Statistics: Every eighth tenant is overburdened with housing costs

Statistics: Every eighth tenant is overburdened with housing costs

Living makes you poor, because of the exploding energy prices. And even before the current price shock, many households had to struggle.

Even before the current energy price shock, every eighth person living in a rented apartment was overburdened with housing costs. Last year, 12.8 percent of tenants in Germany had to spend more than 40 percent of their disposable income on housing, as reported by the Federal Statistical Office on Friday.

In view of the drastic increase in energy costs, including the gas levy, social organizations expect millions of citizens to find themselves in existential need and are calling for significant state intervention.

“The problem is that the costs of living cannot be saved. Everyone needs a roof over their heads, they have to heat, wash and cook,” says Verena Bentele, president of the VdK social association. Then there are the more expensive groceries. Bentele demands protection against terminations for everyone who cannot pay rent or operating costs in one fell swoop. “No one should end up on the street.”

On average, people in Germany spent 23.3 percent of their income on housing last year, and 27.6 percent for tenants. They make up a little more than half of the total German population, a top value in Europe. Above all, low-income tenant households have long been suffering from the strong cost pressure. According to the statistics, more than a third (36.2 percent) of people in the bottom fifth of the income bracket lived in a constantly financially overburdened household in 2021.

High rent burden contributes to poverty risk

“The mixture of skyrocketing living costs and excessive income wastage due to the rent burden is a real risk of poverty,” says General Manager Ulrich Schneider from the Paritätischer Gesamtverband. He is also committed to a comprehensive electricity, energy and rental moratorium. “There is also an urgent need for comprehensive help for people on low incomes by increasing and expanding housing benefits.”

The Darmstadt professor Anne Lenze warned a few days ago on the occasion of the poverty statistics. “It hits those hardest who already have little.” People with low incomes already spend a large part on housing and food. Saving or limiting yourself, for example when visiting restaurants or traveling, is not possible for them. Since most people also live in poorly insulated apartments, they would be fully impacted by higher energy costs. Poverty in terms of energy and food could become a social issue of this decade, says poverty researcher Christoph Butterwegge.

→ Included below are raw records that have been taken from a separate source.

PR #7307, opened 2024-11-16
feat(linter): add `no-promise-in-callback`

no-yan:
related: #4655

This PR implements a rule to detect Promises inside error-first callbacks, preventing the mixed usage of callbacks and Promises.

Example of problematic code:
```javascript
a(function(err) { doThing().then(a) });
                  ^^^^^^^^^^^^^^
```

[Original implementation](https://github.com/eslint-community/eslint-plugin-promise/blob/266ddbb03076c05c362a6daecb9382b80cdd7108/rules/no-promise-in-callback.js)

### DIFF
--- a/crates/oxc_linter/src/rules/promise/no_promise_in_callback.rs
+++ b/crates/oxc_linter/src/rules/promise/no_promise_in_callback.rs
@@ -1,0 +1,160 @@
+use oxc_ast::ast::FormalParameters;
+use oxc_ast::AstKind;
+use oxc_diagnostics::OxcDiagnostic;
+use oxc_macros::declare_oxc_lint;
+use oxc_span::{GetSpan, Span};
+
+use crate::utils::is_promise;
+use crate::{context::LintContext, rule::Rule, AstNode};
+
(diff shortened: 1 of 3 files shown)


crates/oxc_linter/src/rules/promise/no_promise_in_callback.rs
```diff
@@ -0,0 +1,168 @@
...
+        };
+
+        let mut ancestors = ctx.nodes().ancestors(node.id());
+        if ancestors.any(|node| is_callback_function(node, ctx)) {
+            ctx.diagnostic(no_promise_in_callback_diagnostic(call_expr.callee.span()));
+        }
+    }
+}
+
+fn is_callback_function<'a>(node: &AstNode<'a>, ctx: &LintContext<'a>) -> bool {
```
no-yan, line 74: In the original ESLint implementation, some functions were located in the `lib` directory.
I moved them into this rule file because they are not used by other rules.

camchenry (approved):
Nice work!

camc314 (approved):

PR #7315, opened 2024-11-16
feat(linter): add `typescript/no-require-imports` rule

pumano:


pumano:
add test case for covering require in function https://github.com/oxc-project/oxc/pull/7316#discussion_r1845228949 original rule has same behavior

Tenants’ association demands rent freeze

The really big price jumps will only come in 2023 with the subsequent utility bills, warns Tenant Association President Lukas Siebenkotten. He expects additional pressure on rents without taxes because new housing construction is literally collapsing. “The traffic light government’s strategy of finally taking the pressure off the housing market through new construction is not working, at least for the time being.” A nationwide freeze on rents, the punishment of usury and the introduction of a new non-profit housing scheme are needed.

In addition, the federal government and other public bodies would have to increasingly buy up former social housing, the tenants’ association demands. According to IG BAU, the promised federal funds of 14.5 billion euros by 2025 are by no means sufficient to actually complete 100,000 subsidized new apartments every year. The union therefore wants additional investment grants and tax breaks for permanently price-controlled housing. In addition, new apartments would have to be created in the existing building. The conversion of offices that are no longer needed alone could bring 1.9 million new apartments, says IG-BAU boss Robert Feiger.

In addition, the situation is aggravated by the modernization of the building stock, which is urgently needed from an ecological point of view. The costs could not be passed on to the tenants alone, say the union and tenants’ association. They propose a third model in which owners, the public sector and tenants share the renovation costs. The Haus und Grund owners’ association also sees it this way: “It’s a joint task for owners, tenants and the state. It won’t work without noticeable state support, but – in the case of rented buildings – not without the participation of the tenants either.”